Even after getting higher degrees they are not interested in selecting teaching
as their profession, they are fancied towards software industry
(National Science Board 2012). At the same time, there is less expertise in
cutting edge technologies to educate the students. These difficulties of the
traditional educational field can be removed by incorporating the emerging
24
ubiquitous technology in education. This method can be applied for
empowering the quality of higher education to support learners. Quality
enhancement of higher education ensuring better performance can be done by
making the possibility of interaction between the robot teacher and students/
learner. Based on these constraints this research work has been attempted to
design the speech recognition part of the interactive, ubiquitous teaching
robot.
1.8 ORGANIZATION OF THE THESIS
A detailed review of literature about auditory transform based
feature extraction, wavelet thresholding for speech enhancement and VTL
Invariant algorithms in feature extraction are covered in Chapter 2.
Preliminary works done on MFCC, auditory transform based
feature extraction, VTL invariance algorithms and FFNN are included
Chapter 3.
MFCC with the adaptive wavelet thresholding and the invariant
integration algorithm have been presented in chapter 4. Prior to that the
existing method of MFCC based feature extraction and their noise robustness
have been discussed.
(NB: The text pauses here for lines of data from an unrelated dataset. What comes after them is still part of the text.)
PR #6, opened 2016-02-15
Callstats api integration

karthikbr82:
callstats.io monitors and manages the performance of video calls in an WebRTC application. 
This PR integrates the callstats APIs in twilio-conversations.js

Pending -

reportError has to be integrated for catching the getUserMediaError - in the file lib/media/localmedia.js
(For integration conferenceID is necessary)
The fabric events such as mute/unmute pause/play has to be integrated as well.

### DIFF
--- a/lib/client.js
+++ b/lib/client.js
@@ -66,6 +66,10 @@ function Client(accessManager, options) {
   var UserAgent = options.userAgent;
   var userAgent = new UserAgent(accessManager, options);
 
+  /* global callStats appId appSecret csInitCallback */
+  /* eslint no-undef: 2 */
+  callStats.initialize(appId, appSecret, accessManager.identity, csInitCallback, null, null);
+
   userAgent.on('invite', function onInviteServerTransaction(inviteServerTransaction) {
     var cookie = inviteServerTransaction.cookie;
     var outgoingInvite = outgoingInvites.get(cookie) || canceledOutgoingInvites.get(cookie);
--- a/lib/client.js
+++ b/lib/client.js
@@ -68,7 +68,7 @@ function Client(accessManager, options) {
 
   /* global callStats appId appSecret csInitCallback */
   /* eslint no-undef: 2 */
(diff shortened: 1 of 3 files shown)


vr000m:
@rfbrazier Attached is the corresponding screenshot of the dashboard. To recreate the integration, 
1.  need an appID and AppSecret from callstats.io, and 
2. run the twilio video test app

fireshot capture 6 - apps callstats io_ - https___dashtest callstats io_search

cummack:
Hi Callstats folks,

Thanks for the PR. You've given us some great ideas on how we can enable developers to build this kind of third-party integration using only public APIs from our SDK.  I'm going to close this PR for now, but we'll be in touch via email to get some input on the proposed APIs mentioned.

jamesgraham:
@cummack did anything happen with those public APIs or are we forced to pay for Insights or similar?

markandrus:
@jamesgraham the APIs have been on the back-burner, unfortunately. Regarding Insights, I don't think we plan to lock anyone in—gathering stats, listening to ICE events, etc., should all be achievable client-side, without Insights.

There are a few questions about what such generic APIs should look like, e.g.

* Should we actually bubble up events like "peerConnectionCreated", "createOffer", "setLocalDescription", etc.
* Should we make it easy to provide a PeerConnection "subclass" that you could instrument to listen for the events you care about?

Are you interested in the APIs in particular, or specifically callstats.io integration?

Best,
Mark

jamesgraham:
Hi Mark,

I noted the events are part of the getStats spec. It would be great to have some events fired that we can listen to and notify the user of issues -for example high latency during a session- without delving into that spec. Programmable Voice have these but I think they are only fired if you have Insights enabled (I could be wrong about that).

We would also log these for our own statistics and customer support purposes. Either implementation looks ok but I would always strive for consistency with your other SDKs (Voice as mentioned above).


Thanks!

PR #12, opened 2016-06-15
rename function to prevent a `strict mode` error

ksmth:
The `conversationInfo` function is shadowed by the `conversationInfo` parameter which results in a SyntaxError.


markandrus:
yikes! thank you @ksmth!

markandrus:
This is now released in twilio-conversations.js 0.13.7

PR #36, opened 2016-11-27
addCamera and addMicrophone allow constraints

mattapperson:
This commit allows a constraints object to be passed in as the first param to allow specific cameras or mics to be selected.

### DIFF
--- a/lib/media/localmedia.js
+++ b/lib/media/localmedia.js
@@ -130,10 +130,11 @@ LocalMedia.prototype.addTrack = function addTrack(track) {
  * @returns {Promise<LocalAudioTrack>}
  * @fires Media#trackAdded
  */
-LocalMedia.prototype.addMicrophone = function addMicrophone() {
+LocalMedia.prototype.addMicrophone = function addMicrophone(audioConstraints) {
   var self = this;
   var microphone = null;
   var log = this._log;
+  audioConstraints = audioConstraints || true;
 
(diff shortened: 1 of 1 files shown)


ZuSe:
It should also work with all webrtc-contraint attributes, shouldn't it?

mattapperson:
It should, yes. I'm using it to switch between shared desktop and a camera in an electron app

ZuSe:
Ok. What I miss atm are the resolution and frame rate constraints that were possible to put in when initializing the localMedia object with the conversations api. This option should be back with your commit :)

mattapperson:
yup 😊

mattapperson:
@markandrus is there a CLA I need to sign?

markandrus:
@mattapperson thanks for the PR! There's no CLA to sign (I'm not sure if we need one or not...). The team will take a look at your changes later today.

ryan-rowland:
LGTM 👍 

Not an action item for this PR, but seeing this change duplicated for audio & video prompted me to compare `addCamera` and `addMicrophone`. Since these are essentially doing the same thing for two different types of tracks, maybe we could consider DRYing it up. @markandrus

mattapperson:
@ryan-rowland I was just thinking the same when creating this PR

manjeshbhargav:
LGTM

mattapperson:
Woot! Thanks guys!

The implementation of Enhanced Mel-frequency
Cepstral Coefficients Invariant Integration Features (EMFCCIIFs) based
feature extraction method has been compared with standard MFCC features,
and its results have been tabulated. Results show that, under mismatched
conditions, the EMFCCIIFs perform consistently better than the standard
MFCC features.
The existing method of auditory-based feature extraction algorithm
and the proposed auditory-based feature extraction algorithm with the
adaptive wavelet thresholding and the invariant integration have been
25
explained in chapter 5. The enhanced features have been then tested under
different noise, matching and mismatching of VTL conditions. Performances
of CFCC and Enhanced Cochlear Filter Cepstral Coefficient Invariant
Integration Features (ECFCCIIFs) have been compared. Experiments show
that, under mismatched conditions, the ECFCCIIFs perform consistently
better than the existing CFCC features. Also, performances of ECFCCIIFs
and EMFCCIIFs are compared. Results have shown that recognition
accuracies of ECFCCIIFs are higher than the corresponding EMFCCIIFs
accuracies.
Conclusions derived from this research work with the scope of
future work have been summarized in chapter 6.